[Start of Attachment]

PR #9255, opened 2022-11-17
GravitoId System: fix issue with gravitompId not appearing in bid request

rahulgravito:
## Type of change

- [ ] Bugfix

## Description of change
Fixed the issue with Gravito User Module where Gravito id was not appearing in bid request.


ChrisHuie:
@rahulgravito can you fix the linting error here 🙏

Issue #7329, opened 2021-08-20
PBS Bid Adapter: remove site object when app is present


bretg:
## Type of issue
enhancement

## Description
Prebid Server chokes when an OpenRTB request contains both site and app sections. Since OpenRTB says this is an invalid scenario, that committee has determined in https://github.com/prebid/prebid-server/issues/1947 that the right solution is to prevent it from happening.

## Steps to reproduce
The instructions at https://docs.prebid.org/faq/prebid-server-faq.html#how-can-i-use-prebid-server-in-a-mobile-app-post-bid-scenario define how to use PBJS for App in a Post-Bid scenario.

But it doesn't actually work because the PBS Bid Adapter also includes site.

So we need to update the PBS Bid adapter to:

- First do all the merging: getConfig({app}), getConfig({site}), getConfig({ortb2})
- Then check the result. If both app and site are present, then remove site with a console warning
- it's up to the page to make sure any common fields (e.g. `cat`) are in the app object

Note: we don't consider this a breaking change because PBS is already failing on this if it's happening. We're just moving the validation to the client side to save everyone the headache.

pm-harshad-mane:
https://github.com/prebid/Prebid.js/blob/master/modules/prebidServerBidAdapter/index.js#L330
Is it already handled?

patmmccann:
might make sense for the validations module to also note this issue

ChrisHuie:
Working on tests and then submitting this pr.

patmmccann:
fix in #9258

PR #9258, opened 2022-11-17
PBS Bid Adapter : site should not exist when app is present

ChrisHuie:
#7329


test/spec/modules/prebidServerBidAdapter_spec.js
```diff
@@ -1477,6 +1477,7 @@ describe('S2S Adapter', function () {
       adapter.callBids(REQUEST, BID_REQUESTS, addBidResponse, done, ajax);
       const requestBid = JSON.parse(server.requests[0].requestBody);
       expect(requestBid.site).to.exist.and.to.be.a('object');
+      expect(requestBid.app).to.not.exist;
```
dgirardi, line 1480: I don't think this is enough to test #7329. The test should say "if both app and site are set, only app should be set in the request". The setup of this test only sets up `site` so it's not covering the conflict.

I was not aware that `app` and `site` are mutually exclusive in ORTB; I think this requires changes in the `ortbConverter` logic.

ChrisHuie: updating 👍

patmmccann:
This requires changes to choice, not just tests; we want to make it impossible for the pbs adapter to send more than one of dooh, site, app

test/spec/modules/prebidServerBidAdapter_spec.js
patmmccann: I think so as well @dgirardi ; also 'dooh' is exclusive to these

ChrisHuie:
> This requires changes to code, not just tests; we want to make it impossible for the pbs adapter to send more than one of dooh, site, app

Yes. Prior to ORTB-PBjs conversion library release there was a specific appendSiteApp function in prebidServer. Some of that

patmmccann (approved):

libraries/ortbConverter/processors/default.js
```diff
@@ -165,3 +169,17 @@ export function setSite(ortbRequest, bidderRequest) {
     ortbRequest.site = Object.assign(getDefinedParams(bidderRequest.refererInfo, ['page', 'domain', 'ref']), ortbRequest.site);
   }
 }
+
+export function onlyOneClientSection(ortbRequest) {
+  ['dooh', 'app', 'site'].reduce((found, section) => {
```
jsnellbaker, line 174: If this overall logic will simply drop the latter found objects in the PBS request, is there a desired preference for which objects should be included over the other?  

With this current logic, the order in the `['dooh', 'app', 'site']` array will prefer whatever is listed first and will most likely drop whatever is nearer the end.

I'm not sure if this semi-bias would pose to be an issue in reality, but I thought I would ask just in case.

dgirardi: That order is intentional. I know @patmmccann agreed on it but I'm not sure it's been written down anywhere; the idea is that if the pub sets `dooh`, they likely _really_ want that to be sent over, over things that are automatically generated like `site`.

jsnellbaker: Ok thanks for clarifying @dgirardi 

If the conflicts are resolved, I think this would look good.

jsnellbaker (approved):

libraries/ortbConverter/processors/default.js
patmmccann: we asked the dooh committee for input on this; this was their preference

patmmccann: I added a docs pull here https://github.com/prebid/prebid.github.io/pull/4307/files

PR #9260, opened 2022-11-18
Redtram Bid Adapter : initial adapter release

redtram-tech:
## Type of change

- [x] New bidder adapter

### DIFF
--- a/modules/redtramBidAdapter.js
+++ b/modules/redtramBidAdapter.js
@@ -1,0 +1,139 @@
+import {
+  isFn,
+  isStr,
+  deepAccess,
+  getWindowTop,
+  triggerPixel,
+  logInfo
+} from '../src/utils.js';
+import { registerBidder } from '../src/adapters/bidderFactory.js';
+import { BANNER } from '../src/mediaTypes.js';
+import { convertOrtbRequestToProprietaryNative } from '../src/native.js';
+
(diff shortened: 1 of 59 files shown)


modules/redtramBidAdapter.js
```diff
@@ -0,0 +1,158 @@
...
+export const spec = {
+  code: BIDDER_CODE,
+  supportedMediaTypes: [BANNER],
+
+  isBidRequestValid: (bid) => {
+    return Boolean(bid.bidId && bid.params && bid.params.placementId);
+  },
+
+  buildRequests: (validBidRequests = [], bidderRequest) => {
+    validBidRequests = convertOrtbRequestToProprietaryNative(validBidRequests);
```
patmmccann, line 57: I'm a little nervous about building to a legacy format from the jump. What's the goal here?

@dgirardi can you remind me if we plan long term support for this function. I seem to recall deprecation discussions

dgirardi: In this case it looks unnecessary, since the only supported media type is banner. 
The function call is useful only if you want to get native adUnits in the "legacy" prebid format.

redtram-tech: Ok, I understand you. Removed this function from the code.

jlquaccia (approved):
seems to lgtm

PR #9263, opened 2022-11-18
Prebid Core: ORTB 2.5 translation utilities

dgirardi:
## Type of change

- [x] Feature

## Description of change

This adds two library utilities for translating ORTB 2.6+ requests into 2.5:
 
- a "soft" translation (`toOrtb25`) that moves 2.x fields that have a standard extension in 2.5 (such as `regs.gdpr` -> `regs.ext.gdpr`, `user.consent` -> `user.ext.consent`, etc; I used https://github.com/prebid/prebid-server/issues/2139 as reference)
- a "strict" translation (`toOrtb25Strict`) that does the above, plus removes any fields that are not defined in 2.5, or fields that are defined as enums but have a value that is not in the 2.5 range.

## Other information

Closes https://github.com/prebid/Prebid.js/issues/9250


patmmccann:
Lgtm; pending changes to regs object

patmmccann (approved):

[End of Attachment]
[Start of Attachment]

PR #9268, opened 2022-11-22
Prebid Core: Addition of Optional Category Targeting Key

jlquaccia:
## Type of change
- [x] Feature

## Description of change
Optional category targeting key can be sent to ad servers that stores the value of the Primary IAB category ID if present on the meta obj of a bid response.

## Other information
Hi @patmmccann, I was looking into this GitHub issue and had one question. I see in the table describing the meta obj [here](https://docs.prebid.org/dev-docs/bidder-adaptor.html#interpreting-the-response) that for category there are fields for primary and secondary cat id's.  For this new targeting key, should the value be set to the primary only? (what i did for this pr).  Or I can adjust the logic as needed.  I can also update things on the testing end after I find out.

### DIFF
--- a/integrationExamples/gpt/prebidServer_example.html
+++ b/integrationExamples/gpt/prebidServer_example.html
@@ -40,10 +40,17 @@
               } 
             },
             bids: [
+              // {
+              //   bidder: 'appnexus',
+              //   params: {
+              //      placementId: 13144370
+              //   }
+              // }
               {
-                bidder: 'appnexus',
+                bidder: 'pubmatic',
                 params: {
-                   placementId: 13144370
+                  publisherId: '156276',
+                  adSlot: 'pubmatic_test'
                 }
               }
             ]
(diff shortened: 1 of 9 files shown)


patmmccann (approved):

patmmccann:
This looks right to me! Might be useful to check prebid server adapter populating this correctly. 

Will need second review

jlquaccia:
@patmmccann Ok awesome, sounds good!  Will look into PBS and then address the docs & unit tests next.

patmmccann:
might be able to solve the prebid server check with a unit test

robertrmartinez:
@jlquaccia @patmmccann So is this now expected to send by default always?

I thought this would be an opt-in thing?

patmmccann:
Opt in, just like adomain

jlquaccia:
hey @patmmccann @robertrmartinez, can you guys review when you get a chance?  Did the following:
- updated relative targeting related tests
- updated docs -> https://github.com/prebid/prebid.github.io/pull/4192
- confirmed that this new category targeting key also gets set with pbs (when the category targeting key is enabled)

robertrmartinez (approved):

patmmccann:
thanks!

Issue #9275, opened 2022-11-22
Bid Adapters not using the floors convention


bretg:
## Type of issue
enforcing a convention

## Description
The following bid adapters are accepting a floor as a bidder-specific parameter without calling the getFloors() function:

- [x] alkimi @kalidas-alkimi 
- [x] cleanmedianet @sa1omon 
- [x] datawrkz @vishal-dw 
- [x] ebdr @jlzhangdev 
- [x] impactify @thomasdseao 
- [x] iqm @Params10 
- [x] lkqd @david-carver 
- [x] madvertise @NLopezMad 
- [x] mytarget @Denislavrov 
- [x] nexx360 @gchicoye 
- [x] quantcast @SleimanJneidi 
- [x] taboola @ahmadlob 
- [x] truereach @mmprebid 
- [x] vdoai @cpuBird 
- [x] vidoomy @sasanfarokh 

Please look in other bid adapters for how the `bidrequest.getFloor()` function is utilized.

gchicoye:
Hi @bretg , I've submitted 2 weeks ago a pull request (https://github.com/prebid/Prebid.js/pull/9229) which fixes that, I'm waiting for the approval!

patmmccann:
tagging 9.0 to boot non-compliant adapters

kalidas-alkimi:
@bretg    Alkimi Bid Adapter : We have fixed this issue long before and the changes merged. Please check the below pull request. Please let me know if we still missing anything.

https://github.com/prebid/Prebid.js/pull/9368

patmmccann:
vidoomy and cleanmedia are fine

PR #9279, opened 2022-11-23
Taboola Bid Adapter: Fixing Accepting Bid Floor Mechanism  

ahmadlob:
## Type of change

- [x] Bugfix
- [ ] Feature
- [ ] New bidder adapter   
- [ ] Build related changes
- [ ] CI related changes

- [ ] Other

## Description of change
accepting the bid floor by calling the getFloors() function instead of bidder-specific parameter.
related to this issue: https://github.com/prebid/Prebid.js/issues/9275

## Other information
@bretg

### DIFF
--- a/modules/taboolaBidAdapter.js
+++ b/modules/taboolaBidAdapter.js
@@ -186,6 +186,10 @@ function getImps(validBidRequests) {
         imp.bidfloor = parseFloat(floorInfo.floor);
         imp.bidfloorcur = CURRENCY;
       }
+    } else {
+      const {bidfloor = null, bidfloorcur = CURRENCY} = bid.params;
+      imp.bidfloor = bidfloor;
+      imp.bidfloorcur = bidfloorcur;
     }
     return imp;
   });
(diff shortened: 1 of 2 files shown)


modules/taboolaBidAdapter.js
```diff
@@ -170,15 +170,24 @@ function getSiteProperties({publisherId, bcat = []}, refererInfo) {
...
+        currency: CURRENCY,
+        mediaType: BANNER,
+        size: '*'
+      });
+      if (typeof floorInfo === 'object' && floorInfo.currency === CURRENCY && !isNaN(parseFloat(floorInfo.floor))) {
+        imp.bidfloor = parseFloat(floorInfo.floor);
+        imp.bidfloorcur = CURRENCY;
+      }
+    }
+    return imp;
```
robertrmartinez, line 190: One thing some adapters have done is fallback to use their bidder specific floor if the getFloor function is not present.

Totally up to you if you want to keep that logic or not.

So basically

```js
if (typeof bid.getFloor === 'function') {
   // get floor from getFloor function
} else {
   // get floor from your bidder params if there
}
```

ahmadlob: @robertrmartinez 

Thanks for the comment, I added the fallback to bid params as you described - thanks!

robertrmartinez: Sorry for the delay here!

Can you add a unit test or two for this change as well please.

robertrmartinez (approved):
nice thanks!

[End of Attachment]
[Start of Attachment]

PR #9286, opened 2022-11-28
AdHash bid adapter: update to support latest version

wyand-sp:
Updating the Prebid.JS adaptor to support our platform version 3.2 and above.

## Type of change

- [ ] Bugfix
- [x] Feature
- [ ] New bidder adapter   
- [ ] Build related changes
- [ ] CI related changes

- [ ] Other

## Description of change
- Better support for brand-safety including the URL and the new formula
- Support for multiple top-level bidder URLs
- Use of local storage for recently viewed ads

[End of Attachment]

**Action item:**
Lines of the material above that contain the string "files" must be counted; respond with the total alone.

**Answer area:**
4